▸ Exercise goal
Of the entries below, copy only those lines that contain the word "substr".

▸ Records
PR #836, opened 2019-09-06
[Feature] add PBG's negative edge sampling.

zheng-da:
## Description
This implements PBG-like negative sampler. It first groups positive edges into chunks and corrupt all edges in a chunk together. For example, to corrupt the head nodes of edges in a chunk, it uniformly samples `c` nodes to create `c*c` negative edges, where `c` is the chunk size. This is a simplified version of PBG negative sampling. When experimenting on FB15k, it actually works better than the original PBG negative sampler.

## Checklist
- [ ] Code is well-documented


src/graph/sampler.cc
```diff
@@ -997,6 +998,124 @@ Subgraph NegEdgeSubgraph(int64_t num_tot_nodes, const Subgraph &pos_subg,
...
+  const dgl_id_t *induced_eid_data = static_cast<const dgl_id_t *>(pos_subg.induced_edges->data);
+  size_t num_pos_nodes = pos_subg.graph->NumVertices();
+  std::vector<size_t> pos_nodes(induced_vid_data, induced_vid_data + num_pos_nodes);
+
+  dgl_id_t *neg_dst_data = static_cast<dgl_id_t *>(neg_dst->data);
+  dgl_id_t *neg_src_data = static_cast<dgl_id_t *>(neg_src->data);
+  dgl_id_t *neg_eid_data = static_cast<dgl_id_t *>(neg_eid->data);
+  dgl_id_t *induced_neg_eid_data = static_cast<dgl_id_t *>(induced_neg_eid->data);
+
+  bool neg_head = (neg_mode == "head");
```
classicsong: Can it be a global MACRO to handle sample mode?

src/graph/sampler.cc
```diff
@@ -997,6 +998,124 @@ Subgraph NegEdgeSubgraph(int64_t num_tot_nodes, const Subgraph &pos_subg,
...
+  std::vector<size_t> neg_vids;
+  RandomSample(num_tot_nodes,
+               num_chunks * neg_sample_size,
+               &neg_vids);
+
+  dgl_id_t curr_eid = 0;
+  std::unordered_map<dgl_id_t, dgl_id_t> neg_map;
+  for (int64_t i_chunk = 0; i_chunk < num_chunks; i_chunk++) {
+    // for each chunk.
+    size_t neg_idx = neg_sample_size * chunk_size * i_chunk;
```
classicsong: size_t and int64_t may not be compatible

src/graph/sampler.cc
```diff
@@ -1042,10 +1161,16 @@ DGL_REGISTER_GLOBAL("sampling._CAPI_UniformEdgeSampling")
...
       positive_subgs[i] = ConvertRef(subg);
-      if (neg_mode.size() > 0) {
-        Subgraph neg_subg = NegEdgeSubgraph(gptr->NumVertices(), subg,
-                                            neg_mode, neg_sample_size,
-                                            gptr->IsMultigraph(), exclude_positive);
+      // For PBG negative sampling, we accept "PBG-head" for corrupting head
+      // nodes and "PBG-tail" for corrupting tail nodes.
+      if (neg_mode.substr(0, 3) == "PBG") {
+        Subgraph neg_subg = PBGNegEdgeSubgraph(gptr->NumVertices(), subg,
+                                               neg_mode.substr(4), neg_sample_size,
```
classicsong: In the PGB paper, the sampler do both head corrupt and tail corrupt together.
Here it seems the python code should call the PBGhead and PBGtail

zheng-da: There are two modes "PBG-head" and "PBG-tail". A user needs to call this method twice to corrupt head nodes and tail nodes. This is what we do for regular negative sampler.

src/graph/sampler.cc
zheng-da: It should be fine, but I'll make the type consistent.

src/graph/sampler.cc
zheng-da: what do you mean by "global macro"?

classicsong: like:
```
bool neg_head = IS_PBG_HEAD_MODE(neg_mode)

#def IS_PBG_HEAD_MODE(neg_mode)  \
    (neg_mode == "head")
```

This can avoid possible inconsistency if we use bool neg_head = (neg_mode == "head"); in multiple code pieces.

...

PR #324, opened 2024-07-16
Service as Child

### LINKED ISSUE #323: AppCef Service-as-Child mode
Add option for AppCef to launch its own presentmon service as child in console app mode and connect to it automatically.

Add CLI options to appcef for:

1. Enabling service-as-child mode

▸ Reply
+      if (neg_mode.substr(0, 3) == "PBG") {
+                                               neg_mode.substr(4), neg_sample_size,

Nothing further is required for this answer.